PR #9314, opened 2024-01-21
Fix "php_unit_test_case_static_method_calls" CS

mvorisek:
originally discussed in https://github.com/roundcube/roundcubemail/pull/9303#issuecomment-1879380051

This is non-functional change only, but I belive calling `TestCase::assertXxx` static methods as non-static like `$this->assertXxx()` should be replaced with `self::assertXxx()` because static methods should be simply called statically.

Later, we should require this using PHPStan across the whole project, for now, let's require this using PHP CS Fixer for (known) TestCase methods only.

### DIFF
--- a/.php-cs-fixer.dist.php
+++ b/.php-cs-fixer.dist.php
@@ -90,7 +90,6 @@ return (new Config())
             'suffix' => '_cases',
         ],
         'php_unit_method_casing' => false,
-        'php_unit_test_case_static_method_calls' => false,
         'psr_autoloading' => false,
         'strict_comparison' => false,
 
--- a/phpstan.neon.dist
+++ b/phpstan.neon.dist
@@ -16,8 +16,7 @@ parameters:
         - '~^Variable variables are not allowed.~'
         - '~^Variable .* might not be defined\.~'
         - '~Call to function array_filter\(\) requires parameter #2 to be passed to avoid loose comparison semantics.~'
-        # relax strict rules - move to phpstan baseline once almost all l6 errors are fixed
-        - '~^Dynamic call to static method .+\.~' # TODO in https://github.com/roundcube/roundcubemail/pull/9314
+        - '~^Dynamic call to static method .+\.~'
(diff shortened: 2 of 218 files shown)


alecpl:
I generally don't like this idea. Whenever I have an object instance I prefer to use it instead of a static call. E.g.
```
$var1 = $object->method();
$var2 = $object->staticMethod();
```
looks better than
```
$var1 = $object->method();
$var2 = SomeClass::staticMethod();
```
Maybe if a class has static methods only... So, probably TestCase is such a case, but everything inheriting from it should be using static methods (and properties) only too.

mvorisek:
I would say you are used to that, but it is definitely less readable, as one call needs an instance, the other not. With `->method()`, you cannot tell just by looking at the code. Also, PHP CS Fixer needs `::` to be used to correctly make anonyous functions static which are optimized better as they does not need to be rebound before a call is made.

mvorisek:
PR is done and fixes most of the `^Dynamic call to static method .+\.` phpstan errors.

mvorisek:
PR is done and it fixes most of the `^Dynamic call to static method .+\.` phpstan errors.

mvorisek:
@alecpl can we merge this PR?

alecpl:
I don't like it. And I don't want any "risky" rules. Sorry.

mvorisek:
@alecpl might I know if we can find a common view on this?

When a method is a static, it has nothing to do with instance, thus `ClassName::methodName()` is the preffered way to call static methods. TBH `$instance->methodName()` is working because of historical support.

This PR is not even about https://github.com/roundcube/roundcubemail/pull/9314#issuecomment-1910757849 case you mentioned, this PR is about calling PHPUnit static method that are contained withing test cases using `self`.

`self` is semantically better and also allows the developer to read the code better as it communicates explicitly the code does not need any instance variables/properties.

Does this make sense to you and would you like me to rebase this PR? If yes, please reopen this PR and will update it.

Thank you and I hope you are doing well in the summer!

********************

▶ Work order
Return the lines of the listing above exactly as they appear, starting with the first and stopping after the line that holds "originally discussed in".

▶ Output for this task
PR #9314, opened 2024-01-21
Fix "php_unit_test_case_static_method_calls" CS

mvorisek:
originally discussed in https://github.com/roundcube/roundcubemail/pull/9303#issuecomment-1879380051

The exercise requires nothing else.